This work addresses the challenge in multifidelity Monte Carlo (MFMC) estimation where scarce pilot samples lead to biased correlation coefficient estimates, thereby undermining variance reduction. To mitigate this issue, the authors propose a correction mechanism grounded in probabilistic information from the covariance matrix, enabling more robust correlation estimation under limited sample sizes. Additionally, they introduce a novel discrepancy metric and formulate a minimax optimization framework to select an estimator that minimizes expected suboptimality under the worst-case scenario. By integrating multifidelity modeling, covariance estimation, and probabilistic analysis, the proposed approach significantly enhances the accuracy and stability of MFMC estimators within a fixed computational budget.
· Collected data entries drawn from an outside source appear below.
PR #410, opened 2021-08-23
coap-gateway: owner cache integration into service

Danielius1922:


coap-gateway/config.yaml
```diff
@@ -6,6 +6,7 @@ apis:
     address: "0.0.0.0:5684"
     externalAddress: ""
     maxMessageSize: 262144
+    cacheExpiration: 10m
```
ondrejtomcik: It's not descriptive enough. ownerCachceExpiration? Should it be really limited in the case of CoAP Gateway which should keep the cache open as long as the device is connected? There shouldn't be imho any time-based expiration.

jkralik: It's nice when you connect `1000 devices` at the same time so it will use data from the updated cache.

ondrejtomcik: Decrease to 1m

Danielius1922: Updated

resource-aggregate/cqrs/eventbus/nats/subscriber/subscriber.go
```diff
@@ -134,45 +135,57 @@ func WithGoPool(goroutinePoolGo eventbus.GoroutinePoolGoFunc) GoroutinePoolGoOpt
...
+		return nil, fmt.Errorf("cannot create cert manager: %w", err)
+	}
+	config.Options = append(config.Options, nats.Secure(certManager.GetTLSConfig()), nats.MaxReconnects(-1))
+	conn, err := nats.Connect(config.URL, config.Options...)
+	if err != nil {
+		certManager.Close()
+		return nil, fmt.Errorf("cannot create nats connection: %w", err)
+	}
+
+	s, err := NewWithNATS(conn, config.PendingLimits, logger, opts...)
```
jkralik: who close conn function? `NewWithNATS` I expected that the caller close conn. And with `New` I expected that will be close by subscribers. 
Can we rename `NewWithNATS` to just `New` and drop the old `New`?

resource-aggregate/cqrs/eventbus/nats/publisher/publisher.go
```diff
@@ -53,39 +54,49 @@ func WithMarshaler(dataMarshaler MarshalerFunc) MarshalerOpt {
...
 	}
 	p.AddCloseFunc(certManager.Close)
 	return p, nil
 }
 
-// NewPublisher creates a publisher.
-func newPublisher(url string, jetstream bool, eventMarshaler MarshalerFunc, options ...nats.Option) (*Publisher, error) {
-	conn, err := nats.Connect(url, options...)
+// Create publisher with existing NATS connection
+func NewWithNATS(conn *nats.Conn, jetstream bool, opts ...Option) (*Publisher, error) {
```
jkralik: can we rename `NewWithNATS` to `New` and drop the old `New`?

resource-aggregate/cqrs/eventbus/nats/subscriber/subscriber.go
Danielius1922: The current `subscriber.New` is used 14 times and `publisher.New` is used 33 times (mostly in tests though), so when I get rid of the original `New` then some convenience method equivalent would be useful.

Danielius1922: Solved by creating helper function for tests.

ondrejtomcik (approved):

jkralik (approved):

jkralik (approved):

PR #443, opened 2021-09-02
OwnerCache in RA

Danielius1922:


jkralik (approved):

resource-aggregate/service/service.go
```diff
@@ -114,24 +113,24 @@ func NewService(ctx context.Context, config Config, logger log.Logger, eventStor
...
+		return nil, fmt.Errorf("cannot create nats client: %w", err)
+	}
+	grpcServer.AddCloseFunc(nats.Close)
+
+	ownerCache := clientAS.NewOwnerCache("sub", config.APIs.GRPC.OwnerCacheExpiration, nats.GetConn(), authClient, func(err error) {
+		log.Errorf("ownerCache error: %w", err)
+	})
+	grpcServer.AddCloseFunc(ownerCache.Close)
+
 	requestHandler := NewRequestHandler(config, eventStore, publisher, func(ctx context.Context, owner string, deviceIDs []string) ([]string, error) {
```
jkralik, line 117: maybe we can split into 2 functions. because we are don't need to always copy all devices for each action

jkralik: it is about O(n) vs O(ln(n))

resource-aggregate/service/service.go
```diff
@@ -114,24 +113,24 @@ func NewService(ctx context.Context, config Config, logger log.Logger, eventStor
```
Danielius1922, line 103: Get rid of `oauthMgr`, include part in configuration

jkralik (approved):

The method’s efficacy is demonstrated through numerical experiments on NASA’s entry, descent, and landing problem.

Multi-fidelity Monte Carlo (MFMC) is a variance reduction method that leverages a multi-fidelity ensemble of models of varying cost and accuracy levels. Constructing an MFMC estimator with optimal variance requires knowledge of the correlation coefficients between the different fidelity models which are not usually known in practice. The correlations are typically estimated using offline pilot samples and the sample correlation formula, after which the MFMC method proceeds as if the estimated correlations are the true correlations. Computational cost often restricts the number of pilot samples used leading to poor correlation estimates and suboptimal estimators. Leveraging the MFMC problem setting and probabilistic information about the sample covariance matrix, we present a method to improve standard sample-based correlation estimates in the presence of limited pilot samples. We define a novel discrepancy function quantifying the estimator suboptimality which in turn facilitates selecting a correlation estimator minimizing the worst-case expected discrepancy, where the expectation is taken with respect to the pilot sampling variability. Through a simple bivariate Gaussian example and a multi-fidelity modeling application from a NASA Entry, Descent, and Landing (EDL) problem, we show that this method produces better MFMC estimators than the standard sample covariance under small pilot sample sizes and limited total budgets.